Pourtant, il a su user et abuser de l'extrême mansuétude des femmes à son égard, alors même qu'il ne faisait, pour sa part, preuve d'aucune empathie et était franchement réfrigérant.

Finalement, c'est une autre femme qui, la première, a su se montrer lucide, "pas dupe", vis-à-vis, de Lénine. Et de quelle manière ! Mais c'est un événement curieusement généralement occulté. En septembre 1918, une jeune révolutionnaire russe de 28 ans, Fanny Kaplan, tire trois coups de feu sur Lénine. Celui-ci, touché à l'épaule et au poumon, en réchappera miraculeusement (que se serait-il ensuite passé si l'attentat avait réussi, y aurait-il eu la Révolution d'Octobre ?). Mais Lénine souffrira ensuite d'un traumatisme psychologique définitif qui sera, peut-être à l'origine de la dégradation de son état de santé. Quant à Fanny Kaplan, elle sera presque immédiatement exécutée, sans jugement. Elle déclarera simplement avant sa mort : "J'ai tiré sur Lénine parce que son existence discrédite le socialisme". Ce fut ensuite le début de la terreur rouge.

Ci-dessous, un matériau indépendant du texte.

PR #1120, opened 2026-06-02
feat: resource updates for 339

Kirdock:
#### **Why** this PR?
Some APIs have changed with Dynatrace version 339. Therefore, the Terraform resources also need updating.

#### **What** has changed?
New fields, descriptions, preconditions.

#### **How** does it do it?
Look into the commits for all the changes.

#### How is it **tested**?
Added new fields.

**Issue:** CA-19449


dynatrace/api/builtin/anomalydetection/metricevents/settings/model_properties.go
```diff
@@ -99,14 +101,23 @@ func (me *ModelProperties) MarshalHCL(properties hcl.Properties) error {
...
+		return fmt.Errorf("'signal_fluctuation' must not be specified unless 'type' is set to 'AUTO_ADAPTIVE_THRESHOLD'; got 'type'='%v'", me.Type)
+	}
+	if (me.Threshold != nil) && (string(me.Type) != "STATIC_THRESHOLD") {
+		return fmt.Errorf("'threshold' must not be specified unless 'type' is set to 'STATIC_THRESHOLD'; got 'type'='%v'", me.Type)
+	}
+	if (me.Tolerance != nil) && (string(me.Type) != "SEASONAL_BASELINE") {
+		return fmt.Errorf("'tolerance' must not be specified unless 'type' is set to 'SEASONAL_BASELINE'; got 'type'='%v'", me.Type)
+	}
+	if (me.Tolerance == nil) && (string(me.Type) == "SEASONAL_BASELINE") {
+		return fmt.Errorf("'tolerance' must be specified when 'type' is set to 'SEASONAL_BASELINE'; got 'type'='%v'", me.Type)
```
d0weinberger, line 120: That's what the schema says, but previously we had just set it to 0.0 in case it was not there. With the stricter condition, we might break existing configs, right? Don't we set a default because of the constraint in the schema? Also, interesting, but old: There are other defaults defined in the schema than we take here. I'm sure there is a reason, but it always makes me wonder.

Kirdock: Yes, every added precondition is a breaking change and the schema actually defines a minimum of `0.1`, so `0.0` was wrong in the first place

d0weinberger: The precondition was not added now, in fact there isn't really a change in the schema. This is why I am pointing it out, because here we cannot say "The schema changed". It seems to have been a conscious decision, to set Tolerance to 0.0. But you are right, 0.0 would have been wrong anyways.

d0weinberger (approved):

On pourra juger de parti-pris ce post. C'est vrai que je n'aime guère Lénine, c'est-à-dire l'individu, le personnage, cauteleux, puritain et égocentrique. Et puis, j'en ai tellement marre des hagiographies célébrant le saint, le génie, le grand homme. Mais je n'invente rien même s'il faut aller chercher un peu partout les informations sur le "Lénine privé".

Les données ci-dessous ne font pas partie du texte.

PR #1123, opened 2026-06-02
feat: add dynatrace_gcp_principal data source

d0weinberger:
#### Why this PR?

The `dynatrace_gcp_principal` data source is a prerequisite for setting up GCP integrations: users need the
Dynatrace-managed GCP service account identity before they can grant it IAM permissions in their GCP project.
Without a dedicated data source, there is no way to retrieve this value via Terraform.

#### What has changed?

- New package datasources/hyperscalerauthentication/connections/gcpdynatraceprincipal containing the data source implementation, its internal settings type, and the API schema snapshot (schema.json).

#### How does it do it?

The data source calls the Settings 2.0 list endpoint for `builtin:hyperscaler-authentication.connections.gcp-dynatrace-principal`.
If no principal exists yet, it triggers creation as a side effect by submitting a dummy GCP connection payload (`ValidConnection`)
to the validate endpoint — which causes Dynatrace to provision the principal asynchronously.
It then polls the list endpoint every 5 seconds (up to 5 minutes) until the principal appears,
and returns its service account email.

#### How is it tested?

 - `TestAccDatasourceGcpPrincipal` (integration): runs a full Terraform plan/apply against a real environment and asserts the output matches the GCP service account email pattern (iam.gserviceaccount.com$).
 - `TestValidateIsSuccessfulForGcpConnection` (integration): submits `ValidConnection` directly to the validate endpoint, guarding against schema drift that would silently break principal creation.
 - Both tests are gated behind the `integration` build tag and require `DYNATRACE_ENV_URL` / `DYNATRACE_API_TOKEN`.

The tests are currently skipped, as neither the connection resource nor the principal datasource are wired in the provider yet. Enabling the tests will happen in the same pull request where the wiring happens, i.e. with the release of the feature.

Currently, it does _not_ affect users as the data source is not yet registered in the provider. This will happen in a follow-up.
Once the data source is registered, users can reference the Dynatrace GCP Principal in their Terraform configuration:

```
data "dynatrace_gcp_principal" "principal" {}

# e.g. grant it a role in GCP

resource "google_service_account_iam_member" "binding" {
  service_account_id = "..."
  role = "roles/iam.serviceAccountTokenCreator"
  member = "serviceAccount:${data.dynatrace_gcp_principal.principal.principal}"
}
```
The first apply may take a while if the principal does not yet exist in the environment.

**Issue:** CA-19461

### DIFF
--- a/datasources/hyperscalerauthentication/connections/gcpdynatraceprincipal/data_source.go
+++ b/datasources/hyperscalerauthentication/connections/gcpdynatraceprincipal/data_source.go
@@ -1,0 +1,136 @@
+/**
+* @license
+* Copyright 2020 Dynatrace LLC
+*
+* Licensed under the Apache License, Version 2.0 (the "License");
+* you may not use this file except in compliance with the License.
+* You may obtain a copy of the License at
+*
+*     http://www.apache.org/licenses/LICENSE-2.0
+*
+* Unless required by applicable law or agreed to in writing, software
+* distributed under the License is distributed on an "AS IS" BASIS,
+* WITHOUT WARRANTIES OR CONDITIONS OF ANY KIND, either express or implied.
+* See the License for the specific language governing permissions and
+* limitations under the License.
+ */
+
+package gcpdynatraceprincipal
+
+import (
+	"context"
+	"errors"
+	"fmt"
+	"time"
+
+	gcpdynatraceprincipal "github.com/dynatrace-oss/terraform-provider-dynatrace/datasources/hyperscalerauthentication/connections/gcpdynatraceprincipal/settings"
+	"github.com/dynatrace-oss/terraform-provider-dynatrace/dynatrace/api"
+	"github.com/dynatrace-oss/terraform-provider-dynatrace/dynatrace/api/builtin/hyperscalerauthentication/connections/gcp"
+	gcpsettings "github.com/dynatrace-oss/terraform-provider-dynatrace/dynatrace/api/builtin/hyperscalerauthentication/connections/gcp/settings"
+	"github.com/dynatrace-oss/terraform-provider-dynatrace/dynatrace/rest"
+	"github.com/dynatrace-oss/terraform-provider-dynatrace/dynatrace/settings"
+	"github.com/dynatrace-oss/terraform-provider-dynatrace/dynatrace/settings/services/settings20"
+	"github.com/dynatrace-oss/terraform-provider-dynatrace/provider/config"
+	"github.com/dynatrace-oss/terraform-provider-dynatrace/provider/logging"
+	"github.com/hashicorp/terraform-plugin-sdk/v2/diag"
+	"github.com/hashicorp/terraform-plugin-sdk/v2/helper/retry"
+	"github.com/hashicorp/terraform-plugin-sdk/v2/helper/schema"
+)
+
+const (
+	SchemaVersion = "0.0.3"
+	SchemaID      = "builtin:hyperscaler-authentication.connections.gcp-dynatrace-principal"
+
+	principalCreationTimeout = 5 * time.Minute
+)
+
+var errPrincipalNotProvisionedYet = errors.New("no Dynatrace GCP Principal found yet")
+
+var ValidConnection = gcpsettings.Settings{
+	Name: "temp",
+	Type: "serviceAccountImpersonation",
+	ServiceAccountImpersonation: new(gcpsettings.ServiceAccountImpersonation{
+		Consumers: []gcpsettings.ConsumersOfServiceAccountImpersonation{"SVC:com.dynatrace.bo"},
+	}),
+}
+
+func ensurePrincipalExists(ctx context.Context, credentials *rest.Credentials) (*api.Stub, error) {
+	listService := settings20.Service[*gcpdynatraceprincipal.Settings](credentials, SchemaID, SchemaVersion)
+
+	stubs, err := listService.List(ctx)
+	if err != nil {
+		return nil, err
+	}
+
+	if len(stubs) == 0 {
+		if v, ok := gcp.Service(credentials).(settings.Validator[*gcpsettings.Settings]); ok {
+			if err = v.Validate(ctx, &ValidConnection); err != nil {
+				return nil, fmt.Errorf("failed to trigger Dynatrace GCP Principal creation. Please reach out to support: %w", err)
+			}
+		}
+
+		err = retry.RetryContext(ctx, principalCreationTimeout, func() *retry.RetryError {
+			var listErr error
+			stubs, listErr = listService.List(ctx)
+			if listErr != nil {
+				return retry.NonRetryableError(fmt.Errorf("Dynatrace GCP Principal provisioning failed. Please reach out to support: %w", listErr))
+			}
+			if len(stubs) == 0 {
+				return retry.RetryableError(errPrincipalNotProvisionedYet)
+			}
+			return nil
+		})
+		if err != nil {
+			if errors.Is(err, errPrincipalNotProvisionedYet) {
+				return nil, fmt.Errorf("Dynatrace GCP Principal was not provisioned within %v. Please reach out to support", principalCreationTimeout)
+			}
+			return nil, err
+		}
+	}
+
+	// There can only be one principal, so we take the first (and only one) in the list.
+	return stubs[0], nil
+}
+
+// Attribute keys
+const (
+	attrPrincipal = "principal"
+)
+
+func DataSource() *schema.Resource {
+	return &schema.Resource{
+		ReadContext: logging.EnableDSCtx(DataSourceRead),
+		Description: "Returns the Dynatrace GCP Principal",
+		Schema: map[string]*schema.Schema{
+			attrPrincipal: {
+				Type:        schema.TypeString,
+				Description: "Dynatrace GCP Principal",
+				Computed:    true,
+			},
+		},
+	}
+}
+
+func DataSourceRead(ctx context.Context, d *schema.ResourceData, m any) diag.Diagnostics {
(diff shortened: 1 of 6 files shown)


datasources/hyperscalerauthentication/connections/gcpdynatraceprincipal/data_source.go
```diff
@@ -0,0 +1,134 @@
...
+			}
+			if len(stubs) == 0 {
+				select {
+				case <-time.After(principalCreationPollInterval):
+				case <-ctx.Done():
+					return retry.NonRetryableError(ctx.Err())
+				}
+				return retry.RetryableError(fmt.Errorf("no Dynatrace GCP Principal found yet"))
+			}
+			return nil
```
Kirdock, line 81: Doesn't the retryContext function take care of the polling? It also has some exponential backoff as far as I know.

```suggestion
			if len(stubs) == 0 {
				return retry.RetryableError(fmt.Errorf("no Dynatrace GCP Principal found yet"))
			}
			return nil
```

datasources/hyperscalerauthentication/connections/gcpdynatraceprincipal/data_source.go
```diff
@@ -0,0 +1,134 @@
...
+	"github.com/hashicorp/terraform-plugin-sdk/v2/diag"
+	"github.com/hashicorp/terraform-plugin-sdk/v2/helper/retry"
+	"github.com/hashicorp/terraform-plugin-sdk/v2/helper/schema"
+)
+
+const (
+	SchemaVersion = "0.0.3"
+	SchemaID      = "builtin:hyperscaler-authentication.connections.gcp-dynatrace-principal"
+
+	principalCreationTimeout      = 5 * time.Minute
```
d0weinberger: timeout and intervals are up for debate, I would say. Normally, the principal is created almost instantly.

datasources/hyperscalerauthentication/connections/gcpdynatraceprincipal/data_source_test.go
```diff
@@ -0,0 +1,50 @@
...
+	"regexp"
+	"testing"
+
+	"github.com/dynatrace-oss/terraform-provider-dynatrace/dynatrace/testing/api"
+	"github.com/dynatrace-oss/terraform-provider-dynatrace/provider"
+	"github.com/hashicorp/terraform-plugin-sdk/v2/helper/resource"
+	"github.com/hashicorp/terraform-plugin-sdk/v2/helper/schema"
+)
+
+func TestAccDatasourceGcpPrincipal(t *testing.T) {
```
d0weinberger, line 32: The real problem I see with this test is that after the first run, the principal will be created in our test environment. We will not remove it afterwards. So, the creation of the principal is never really tested again after that. Not sure how to mitigate this.

datasources/hyperscalerauthentication/connections/gcpdynatraceprincipal/data_source.go
```diff
@@ -0,0 +1,134 @@
...
+				case <-time.After(principalCreationPollInterval):
+				case <-ctx.Done():
+					return retry.NonRetryableError(ctx.Err())
+				}
+				return retry.RetryableError(fmt.Errorf("no Dynatrace GCP Principal found yet"))
+			}
+			return nil
+		})
+		if err != nil {
+			return "", fmt.Errorf("no Dynatrace GCP Principal found. Please reach out to support: %w", err)
```
Kirdock: So eventually the error message could look like this, right?
`no Dynatrace GCP Principal found. Please reach out to support: no Dynatrace GCP Principal found yet`

datasources/hyperscalerauthentication/connections/gcpdynatraceprincipal/data_source.go
```diff
@@ -0,0 +1,134 @@
...
+	return &schema.Resource{
+		ReadContext: logging.EnableDSCtx(DataSourceRead),
+		Description: "Returns the Dynatrace GCP Principal",
+		Schema: map[string]*schema.Schema{
+			attrPrincipal: {
+				Type:        schema.TypeString,
+				Description: "Dynatrace GCP Principal",
+				Computed:    true,
+			},
+		},
```
Kirdock, line 110: Isn't that duplicated now with the Schema in `settings/settings.go`?
We can also keep it like this because of separation of concerns (settings fetch/response vs data source data)

datasources/hyperscalerauthentication/connections/gcpdynatraceprincipal/validate_test.go
```diff
@@ -0,0 +1,56 @@
...
+	"github.com/dynatrace-oss/terraform-provider-dynatrace/dynatrace/settings/services/settings20"
+	"github.com/stretchr/testify/assert"
+	"github.com/stretchr/testify/require"
+)
+
+// Guards against schema drift in ValidConnection. The data source triggers Dynatrace GCP
+// Principal creation as a side effect of submitting ValidConnection to the validate endpoint;
+// if the payload is rejected, no principal will ever be created.
+func TestValidateIsSuccessfulForGcpConnection(t *testing.T) {
+	t.Skip("Enable this test as soon as the dynatrace_gcp_connection resource datasource is referenced in provider.go")
```
Kirdock: The test actually doesn't rely on Terraform, so we can execute/unskip it, right?
And shouldn't this be in the resource folder? This is actually not about the data source, right? On the other hand, this is more about the generic resource and not the GCP resource, so I'm fine with either.

In addition, should we add a cleanup for the principal or are we fine that it is created (also for TestAccDatasourceGcpPrincipal)?
Maybe worth adding it to the sequential_integration tests 🤔

datasources/hyperscalerauthentication/connections/gcpdynatraceprincipal/data_source_test.go
Kirdock: We could add a cleanup function where we delete the settings object afterward, like you did in your previous validate PR. Would this help? 🤔

datasources/hyperscalerauthentication/connections/gcpdynatraceprincipal/data_source.go
Kirdock: Then I would say 1 minute is enough as an upper limit, but no hard feelings for keeping 5 minutes

datasources/hyperscalerauthentication/connections/gcpdynatraceprincipal/validate_test.go
d0weinberger: You are right, I will unskip it.
I would like to keep it next to the data source, though, as it makes sure that exactly the specific payload we send to trigger principal creation is valid. 

I am against a clean up, though.

datasources/hyperscalerauthentication/connections/gcpdynatraceprincipal/data_source.go
d0weinberger: That looks a little silly, I agree

datasources/hyperscalerauthentication/connections/gcpdynatraceprincipal/data_source.go
d0weinberger: Hm, yes, it is duplicated. I actually changed the generated version, which didn't have `Computed`, but `ForceNew`, and `Required`, which makes sense if the principal is treated like a resource.

I would say: settings contains the part directly derived from the settings schema. data_source has its own structure, which makes sense for a data source.

datasources/hyperscalerauthentication/connections/gcpdynatraceprincipal/data_source.go
d0weinberger: I left it at 5 minutes for now. Too long doesn't hurt much. Too short does.

datasources/hyperscalerauthentication/connections/gcpdynatraceprincipal/data_source_test.go
d0weinberger: Hm, as discussed offline, currently not an option, I'm afraid.

datasources/hyperscalerauthentication/connections/gcpdynatraceprincipal/data_source.go
d0weinberger: Yes, I was not aware of that, but I changed it now. This makes the polling interval obsolete.

datasources/hyperscalerauthentication/connections/gcpdynatraceprincipal/data_source.go
d0weinberger: Handled. If we get a non-retryable error, we print it. If it's just the one retryable one, we don't.

datasources/hyperscalerauthentication/connections/gcpdynatraceprincipal/data_source.go
```diff
@@ -0,0 +1,134 @@
...
+	if err != nil {
+		return diag.FromErr(err)
+	}
+
+	principal, err := ensurePrincipalExists(ctx, creds)
+	if err != nil {
+		return diag.FromErr(err)
+	}
+
+	d.SetId(principal)
```
Kirdock: Just thinking, we never need/use the objectId, right? Else we would have a problem or a breaking change or V2 in the future. But it also doesn't hurt to set it I would say

Kirdock (dismissed):

datasources/hyperscalerauthentication/connections/gcpdynatraceprincipal/data_source.go
d0weinberger: Changed it so use the settings object id here

Kirdock (approved):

J'ajouterai que des petits Lénine (avec moins de réussite évidemment), c'est aussi un type masculin encore très répandu aujourd'hui. N'importe quelle jeune fille a eu l'occasion d'en rencontrer une flopée, des sinistres, des purs et durs qui viennent vous assommer avec leur Révolution et qui affichent des idéaux désintéressés pour pouvoir mieux vivre au crochet des autres. Mais il est vrai qu'avec moi, ils n'ont jamais fait long feu.
La biographie de référence sur Lénine, c'est celle de Robert SERVICE: "Lénine"

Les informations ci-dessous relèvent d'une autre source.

PR #1126, opened 2026-06-03
feat: add retry to GCP connection and make impersonation fields ForceNew

d0weinberger:
#### Why this PR?
- GCP service account impersonation depends on a user-provided service account ID whose IAM policy changes on the GCP side may not have propagated by the time the Dynatrace connection is created, causing the create to fail transiently. GCP
  connections previously had no retry on create (unlike Azure/AWS).
- Wrapping the GCP service in a struct (needed for the retry) would otherwise hide the underlying Validate capability that the GCP Principal data source relies on to trigger principal provisioning, so the wrapper must forward it.

#### What has changed?

  - dynatrace_gcp_connection create now retries while the API reports authentication failure.
  - New exported constant `RetryableAuthenticationErrorMessage` ("GCP authentication failed") in the gcp package.
  - Settings now expose a create `Timeouts()` with `DefaultCreateTimeout = 2 * time.Minute`.
  - `service_account_impersonation.service_account_id` is now `Required` + `ForceNew`; `consumers` is now `ForceNew`.
  - New `settings.ErrValidatorNotImplemented(schemaID)` helper, used by both the GCP service wrapper and the GCP Principal data source to replace an ad-hoc duplicated message.
  - New `envutils.DTGCPTestUnimpersonableServiceAccount` env var, a (skipped) acceptance test, its testdata-auth-failure/ config, and CI secret `DT_GCP_TEST_UNIMPERSONABLE_SERVICE_ACCOUNT` wiring in tests.yml.

#### How does it do it?

  - The plain delegating Service() is replaced by a wrapper whose Create runs through retry.RetryContext, retrying only on a 400 constraint violation carrying RetryableAuthenticationErrorMessage (via settings.ClassifyConstraintRetryError),
  bounded by the create timeout.
  - Update stays plain delegation: every impersonation field is ForceNew, so updates only ever rename the connection, which does not depend on IAM propagation.
  - The wrapper forwards Validate to the underlying service, falling back to ErrValidatorNotImplemented (an internal-provider-bug error that names the schema ID and points to support) if it ever does not implement validation.
  - The retry-trigger message and the test assertion share one constant, so an API wording change is caught.

#### How is it tested?

  - Acceptance test `TestAccGcpConnectionAuthenticationFailure` drives a connection with an unimpersonable, TF_VAR-injected service account ID and asserts via `ExpectError` that the API returns the message the retry keys on.
  - The test is currently `t.Skip`'d (and its CI secret pre-wired) pending the GCP connection resource being fully wired up in a follow-up PR; it carries a documented known-flake note about the retry budget coinciding with the context
  deadline.

####  How does it affect users?
  
 Currently, it doesn't, as `dynatrace_gcp_connection` is not yet wired up in the provider. Once it is, users will see the following changes:
 
  - `dynatrace_gcp_connection` create is now resilient to GCP IAM propagation delays, retrying for up to 2 minutes instead of failing immediately.
  - `service_account_id` is now required at creation and changing it (or consumers) forces resource replacement rather than an in-place update.

**Issue:** CA-19635

### DIFF
--- a/.github/workflows/tests.yml
+++ b/.github/workflows/tests.yml
@@ -168,6 +168,7 @@ jobs:
           DT_CLIENT_ID: ${{ secrets.DT_CLIENT_ID }}
           DT_CLIENT_SECRET: ${{ secrets.DT_CLIENT_SECRET }}
           DT_ACCOUNT_ID: ${{ secrets.DT_ACCOUNT_ID }}
+          TF_VAR_DT_GCP_TEST_UNIMPERSONABLE_SERVICE_ACCOUNT: ${{ secrets.DT_GCP_TEST_UNIMPERSONABLE_SERVICE_ACCOUNT }}
         run: go test -tags=integration -v -p 1 ${{ matrix.config.path }}
 
   sequential-integration-tests:
--- a/dynatrace/api/builtin/hyperscalerauthentication/connections/gcp/service.go
+++ b/dynatrace/api/builtin/hyperscalerauthentication/connections/gcp/service.go
@@ -18,7 +18,13 @@
 package gcp
 
 import (
-	service "github.com/dynatrace-oss/terraform-provider-dynatrace/dynatrace/api/builtin/hyperscalerauthentication/connections/gcp/settings"
+	"context"
+
+	"github.com/hashicorp/terraform-plugin-sdk/v2/helper/retry"
+
+	"github.com/dynatrace-oss/terraform-provider-dynatrace/dynatrace/api"
+	serviceSettings "github.com/dynatrace-oss/terraform-provider-dynatrace/dynatrace/api/builtin/hyperscalerauthentication/connections/gcp/settings"
+	retrycommon "github.com/dynatrace-oss/terraform-provider-dynatrace/dynatrace/api/builtin/hyperscalerauthentication/connections/retry"
 	"github.com/dynatrace-oss/terraform-provider-dynatrace/dynatrace/rest"
 	"github.com/dynatrace-oss/terraform-provider-dynatrace/dynatrace/settings"
 	"github.com/dynatrace-oss/terraform-provider-dynatrace/dynatrace/settings/services/settings20"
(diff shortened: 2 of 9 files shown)


.github/workflows/tests.yml
```diff
@@ -168,6 +168,7 @@ jobs:
           DT_CLIENT_ID: ${{ secrets.DT_CLIENT_ID }}
           DT_CLIENT_SECRET: ${{ secrets.DT_CLIENT_SECRET }}
           DT_ACCOUNT_ID: ${{ secrets.DT_ACCOUNT_ID }}
+          DT_GCP_TEST_UNIMPERSONABLE_SERVICE_ACCOUNT: ${{ secrets.DT_GCP_TEST_UNIMPERSONABLE_SERVICE_ACCOUNT }}
```
d0weinberger: Debate: I could also add a new tag, maybe `gcp_integration`, and add the secret there

dynatrace/api/builtin/hyperscalerauthentication/connections/gcp/service.go
Kirdock, line 1: We also need a Validate function here, right?

dynatrace/api/builtin/hyperscalerauthentication/connections/gcp/service_test.go
```diff
@@ -36,3 +42,52 @@ func TestGcpConnection(t *testing.T) {
...
+func TestAccGcpConnectionAuthenticationFailure(t *testing.T) {
+	t.Skip("Enable this test as soon as the GCP connection resource is wired.")
+
+	if !api.AccEnvsGiven(t) {
+		return
+	}
+
+	// Holds a service account ID that the Dynatrace Principal can never impersonate
+	const unimpersonableServiceAccountEnvVar = "DT_GCP_TEST_UNIMPERSONABLE_SERVICE_ACCOUNT"
+	serviceAccountID := os.Getenv(unimpersonableServiceAccountEnvVar)
```
Kirdock: We should put this to our envutils, right?

.github/workflows/tests.yml
Kirdock: I'm fine with the current solution, no need to overcomplicate it :)

dynatrace/api/builtin/hyperscalerauthentication/connections/gcp/service_test.go
```diff
@@ -36,3 +42,52 @@ func TestGcpConnection(t *testing.T) {
...
+	if serviceAccountID == "" {
+		t.Skipf("%s is not set; skipping GCP authentication failure test", unimpersonableServiceAccountEnvVar)
+	}
+
+	config, _ := api.ReadTfConfig(t, "testdata-auth-failure/gcp_connection.tf")
+	config = strings.ReplaceAll(config, "#service_account_id#", serviceAccountID)
```
Kirdock: Instead of using the env and replacing it, would something speak against using Terraform variables instead?
`variable "DT_GCP_TEST_UNIMPERSONABLE_SERVICE_ACCOUNT"`

=> `TF_VAR_DT_GCP_TEST_UNIMPERSONABLE_SERVICE_ACCOUNT: mySecret` (in workflow file)

dynatrace/api/builtin/hyperscalerauthentication/connections/gcp/service_test.go
d0weinberger: Oh yes, definitely!

dynatrace/api/builtin/hyperscalerauthentication/connections/gcp/service_test.go
d0weinberger: sounds also good. This means we don't need it in envutils then right?

dynatrace/api/builtin/hyperscalerauthentication/connections/gcp/service.go
d0weinberger: Yup!

dynatrace/api/builtin/hyperscalerauthentication/connections/gcp/service_test.go
Kirdock: yes

dynatrace/api/builtin/hyperscalerauthentication/connections/gcp/testdata-auth-failure/gcp_connection.tf
```diff
@@ -0,0 +1,21 @@
+variable "DT_GCP_TEST_UNIMPERSONABLE_SERVICE_ACCOUNT" {
+    type        = string
+    description = "The service account that should be used for the auth failure test. This service account must not allow impersonation by the DT GCP principal."
```
Kirdock, line 3: I guess we don't need to set it to sensitive or do we?

provider/envutils/env_vars.go
```diff
@@ -521,6 +521,16 @@ var TFAcc = StringEnvVar{
...
+// DTGCPTestUnimpersonableServiceAccount represents a GCP service account that no Dynatrace GCP
+// Principal can impersonate. Used in tests to check API behavior when triggering authorization
+// errors. The key is intentionally the TF_VAR_-prefixed name: the same value populates the
+// Terraform variable of the same name in the test config, so one env var drives both the
+// skip-guard and the .tf input.
+var DTGCPTestUnimpersonableServiceAccount = StringEnvVar{
+	Key:          "TF_VAR_DT_GCP_TEST_UNIMPERSONABLE_SERVICE_ACCOUNT",
+	DefaultValue: "",
+}
+
```
Kirdock, line 533: Do we even need and check this one? What happens for the test if the value is not provided?

dynatrace/api/builtin/hyperscalerauthentication/connections/gcp/service.go
d0weinberger: done

dynatrace/api/builtin/hyperscalerauthentication/connections/gcp/service_test.go
d0weinberger: done. I still use it as a skip guard for the test

provider/envutils/env_vars.go
d0weinberger: The test is useless without it. I guess it would fail because the value isn't provided and we require it. We also check `AccEnvsGiven` at the start of the test to check whether those vars are set. I would see it the same here

dynatrace/api/builtin/hyperscalerauthentication/connections/gcp/testdata-auth-failure/gcp_connection.tf
d0weinberger: I did, just to be safe

Kirdock (approved):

- Jean-Jacques MARIE : "Vivre dans la Russie de Lénine".
- Louis de Robien : "Journal d'un diplomate en Russie 1917-1918"
- Catherine MERRIDALE : "Lénine 1917 - Le train de la Révolution"
- Evguénia Iaroslavskaïa-Markon : "Révoltée". L'autobiographie stupéfiante, et de grande qualité littéraire, d'une jeune femme exécutée en Sibérie. Le livre est maintenant en poche (Seuil).
Par ailleurs, Hélène Carrère d'Encausse vient de publier un livre consacré à Alexandra Kollontaï. Mais je ne l'ai pas encore consulté.
Sur "Lénine privé" et ses relations avec les femmes, je ne connais qu'un chapitre, de bonne qualité, qui lui est consacré par Diane Ducret dans son livres "Femmes de dictateur" (1er volume).
Je recommande également "Une histoire érotique du Kremlin" de Magali Delaloye" (Payot 2016) beaucoup plus sérieux que son titre ne peut le laisser supposer.